If you stick to 61 miles per hour, it takes exactly 4 minutes 49 seconds to drive over the Bay Bridge, the same time it takes Bruce Springsteen to get through "Thunder Road," the opening song on the world's best driving album, "Born To Run." Bruce re-released "Born to Run" this week, 30 years after it first came out. Over the years, I've driven thousands of miles to Bruce, but none so sweet as on that day we went over the Bay Bridge to "Thunder Road."

Halfway across the bridge, the temperature dropped 10 degrees, to 88, and that's when Bruce got his guitar and learned how to make it talk. It was the perfect pause in the middle of an anthem, a chance to look out at the sailboats dotting the bay, at all the other Washington escapees cruising in search of tomorrow. "My car's out back if you're ready to take that long walk/from your front porch to my front seat./The door's open but the ride it ain't free."

Shailagh and I had our arms up in the air - maybe celebrating just the thrill of singing with the Boss as we barreled across the last part of the bridge. Bruce said, "I'm pulling out of here to win," and we played imaginary pianos with him on that last trill that leads into Clarence Clemons's saxophone. We were on the Eastern Shore proper and in a completely different place, psychologically, than when we drove past that tollbooth.
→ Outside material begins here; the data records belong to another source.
PR #183, opened 2019-08-02
Fix context deallocation

### LINKED ISSUE #181: Avoid context deallocation in Node and NodeIterator
Currently the classes [Node](https://github.com/bblfsh/python-client/blob/dfda83d6d29e4a385690deda450c6f077ee1e84c/bblfsh/node.py#L127) and [NodeIterator](https://github.com/bblfsh/python-client/blob/dfda83d6d29e4a385690deda450c6f077ee1e84c/bblfsh/node_iterator.py#L9) save a reference to the context to avoid context dellocation. We should take care of that from the C++ side instead, and do a `Py_INCREF` of `ctx` on `Node` creation (and `Py_DECREF` on `Node` deletion) and likewise for iterators.

Right now we have an imbalanced `Py_INCREF` in the filter methods:

https://github.com/bblfsh/python-client/blob/dfda83d6d29e4a385690deda450c6f077ee1e84c/bblfsh/pyuast.cc#L333

https://github.com/bblfsh/python-client/blob/dfda83d6d29e4a385690deda450c6f077ee1e84c/bblfsh/pyuast.cc#L912

And there is no `Py_INCREF` of the context at `Node` creation:

https://github.com/bblfsh/python-client/blob/dfda83d6d29e4a385690deda450c6f077ee1e84c/bblfsh/pyuast.cc#L478

https://github.com/bblfsh/python-client/blob/dfda83d6d29e4a385690deda450c6f077ee1e84c/bblfsh/pyuast.cc#L485

Related issue: #167. This was first tried to fixed in #176 but decided to be treated differently,

ncordon:
- [x] Balance `Py_INCREF`s when possible. In particular the easiest way of balancing here is remove the ones from `filter` methods in the C code, and let Python keep a reference to the context. Certainly it is not the best way to do it, but it involves fewer changes. 
- [x] Open an issue to describe the problems (#185) with the current design of `ResultContext`, `Node` and `NodeIterator` and how to slightly redesign them to be able to move all the reference tracking to the C part.
- [x] Tests for the context, iterators, etc DECREFs (and check their underlying nodes are alive once they go out of scope)

Closes #181

---
This change is [Reviewable](https://reviewable.io/reviews/bblfsh/python-client/183)


ncordon:
*[a discussion](https://reviewable.io/reviews/bblfsh/python-client/183#-LlWTaiMDDJPDsMXndh3:-LlanhE9-sD_P76EHC-0:b-tvz8nq) (no related file):*
<details><summary><i>Previously, bzz (Alexander) wrote…</i></summary><blockquote>

Overall looks good, but if that would be possible to improve the "form" i.e make comments describing the tests less verbose/shorter/contain less boilerplate - that would be really help the understanding.

E.g a prefix like `This test is intended to test that ` does not really assist any understanding of the test itself and can be safely skipped.

Another idea - it may make sense to have only one long preamble before all 3 tests, explaining the details (similar to the one each test has right now) and then a very short one before the tests just explaining the difference.
</blockquote></details>

Done Alex!

---

ncordon:
___
*[bblfsh/test.py, line 398 at r1](https://reviewable.io/reviews/bblfsh/python-client/183#-LlIojPS8J4kBTfqUArV:-LlanpOpEhJX8B2g0e0h:by2ler) ([raw file](https://github.com/bblfsh/python-client/blob/460e8dd432289d90d4545e4be9ceb7300163d087/bblfsh/test.py#L398)):*

Yeah, I think @ncordon meant that the value should be released.

For the test failure, it's usually a segfault. But worth documenting, of course.
</blockquote></details>

No no, the value is not released. When you perform a `del` in Python, it `DECREF`s the reference of the underlying `CPython` object  (and you are allowed to do that only once in the Python side). Since an iterator needs the underlying tree to work, even `DECREF`ing the tree from the Python side should not delete the tree until the iterator has gone out of scope.

ncordon:
___
*[bblfsh/test.py, line 400 at r1](https://reviewable.io/reviews/bblfsh/python-client/183#-LlIomWP8LAbQD6TIAKy:-Llaoq-y71VMAbKW4xyH:bsj6465) ([raw file](https://github.com/bblfsh/python-client/blob/460e8dd432289d90d4545e4be9ceb7300163d087/bblfsh/test.py#L400)):*

typo: iterators
</blockquote></details>

Corrected!

ncordon:
___
*[bblfsh/test.py, line 417 at r1](https://reviewable.io/reviews/bblfsh/python-client/183#-LlWsX9j72IW14xeZKqq:-Llaoufr4XEoomlc-1pE:b2qtk2p) ([raw file](https://github.com/bblfsh/python-client/blob/460e8dd432289d90d4545e4be9ceb7300163d087/bblfsh/test.py#L417)):*

Are you sure this will actually deallocate? Maybe worth running a GC afterward?

Have you tested that it actually fails every single time if the ref balance is incorrect?
</blockquote></details>

It does not deallocate the `ctx` in fact (and we do not want it to do so, because otherwise when I try to advance the iterator I find that I do not have the unrderlying tree). As I have explained, this `DECREF`s the count of references to `ctx` (`NodeIterator` still has one since that is what the `fitler` method creates) . And we are only allowed to do `del variable` once in `Python` (by constraint of the interpreter itself). The `ctx` would in fact get released when `it` (or other objects using it) goes out of scope

ncordon:
___
*[bblfsh/test.py, line 417 at r1](https://reviewable.io/reviews/bblfsh/python-client/183#-LlWsX9j72IW14xeZKqq:-LlapmX60Z9nIMO6EzZa:b-36ho4o) ([raw file](https://github.com/bblfsh/python-client/blob/460e8dd432289d90d4545e4be9ceb7300163d087/bblfsh/test.py#L417)):*
> Have you tested that it actually fails every single time if the ref balance is incorrect?

Yes, I tested it when doing #176

ncordon:
___
*[bblfsh/test.py, line 437 at r1](https://reviewable.io/reviews/bblfsh/python-client/183#-LlIqMHp3boDADRXMBcE:-Llaq4HX652XWbT6ojL7:bjwvdct) ([raw file](https://github.com/bblfsh/python-client/blob/460e8dd432289d90d4545e4be9ceb7300163d087/bblfsh/test.py#L437)):*

typo: iterators
</blockquote></details>

Corrected now (I hope!)

ncordon:
___
*[bblfsh/test.py, line 483 at r1](https://reviewable.io/reviews/bblfsh/python-client/183#-LlWUNEQBLMjyZlWiPo1:-Llaq7NYCL7FEcHErMgC:b-oqqk0z) ([raw file](https://github.com/bblfsh/python-client/blob/460e8dd432289d90d4545e4be9ceb7300163d087/bblfsh/test.py#L483)):*
<details><summary><i>Previously, bzz (Alexander) wrote…</i></summary><blockquote>

Is there a reason why we prefer the comments before the function to the python [docstrings](http://google.github.io/styleguide/pyguide.html#381-docstrings)?
</blockquote></details>

Well, now that I have unified the comments for all `testOrphan{whatever}` in a single comment, it does not make sense to use Python docstrings, does it (correct me if I am wrong? Python docstrings are tied to a function (whereas here we have several of them documented with a single comment) so that documentation can automatically be generated for that method (in form of html for example). Here we are not documenting a method of the package, but a test (dev docs), so maybe python docstrings are not necessary?

ncordon:
___
*[bblfsh/test.py, line 398 at r1](https://reviewable.io/reviews/bblfsh/python-client/183#-LlIojPS8J4kBTfqUArV:-Llb4nmD3qInepxlwJx2:b96ia0b) ([raw file](https://github.com/bblfsh/python-client/blob/460e8dd432289d90d4545e4be9ceb7300163d087/bblfsh/test.py#L398)):*

Yeah, sorry, I meant it will be released in case we have a bug.
But I'm now wondering if we need to trigger a GC as well, just in case.
</blockquote></details>

Oh yes, I did not think of that. Good catch Denys. I will add that ASAP

ncordon:
___
*[bblfsh/test.py, line 398 at r1](https://reviewable.io/reviews/bblfsh/python-client/183#-LlIojPS8J4kBTfqUArV:-Llb67mQ6ZV3wm0SgRGT:b-896fja) ([raw file](https://github.com/bblfsh/python-client/blob/460e8dd432289d90d4545e4be9ceb7300163d087/bblfsh/test.py#L398)):*

Oh yes, I did not think of that. Good catch Denys. I will add that ASAP
</blockquote></details>

Done!

ncordon:
___
*[bblfsh/test.py, line 419 at r3](https://reviewable.io/reviews/bblfsh/python-client/183#-LlbJETbEkOjK8Ussa4R:-LlbVQrc-7G4cULvP4et:b-896fja) ([raw file](https://github.com/bblfsh/python-client/blob/d3e33542ecaee30b19a3f85718626b1a20afb26f/bblfsh/test.py#L419)):*

Another optional suggestion: the `del; gc()` pattern now repeats a lot in tests, so it may deserve a separate helper.
</blockquote></details>

Done!

ncordon:
*[a discussion](https://reviewable.io/reviews/bblfsh/python-client/183#-Llbkd9Q-_vm1ufvFNmk:-LlbmJkD45COYyfVNRiX:bg23dez) (no related file):*
I think I did not introduced that, and is failing because Travis cannot download some dependency:

> rpc error: code = Unknown desc = Get https://registry-1.docker.io/v2/bblfsh/cpp-driver/manifests/latest: dial tcp 54.175.43.85:443: i/o timeout

I have tried rebooting the job in Travis, but gives the same error.

---

ncordon:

I got the 30th-anniversary box set on Tuesday, the day it came out, and spent the next three hours watching the two included DVD's on a laptop at work (research, of course). But my favorite part - listening to my beloved "Born to Run" CD all over again - I couldn't do in the office. "Everybody on 'Born to Run' is out, or trying to get out," Bruce says on the DVD. "That's the underpinning." No kidding. So I slid my new CD into my portable player and headed out, walking through downtown Manhattan. But I was also in my car once more, cruising over the Bay Bridge.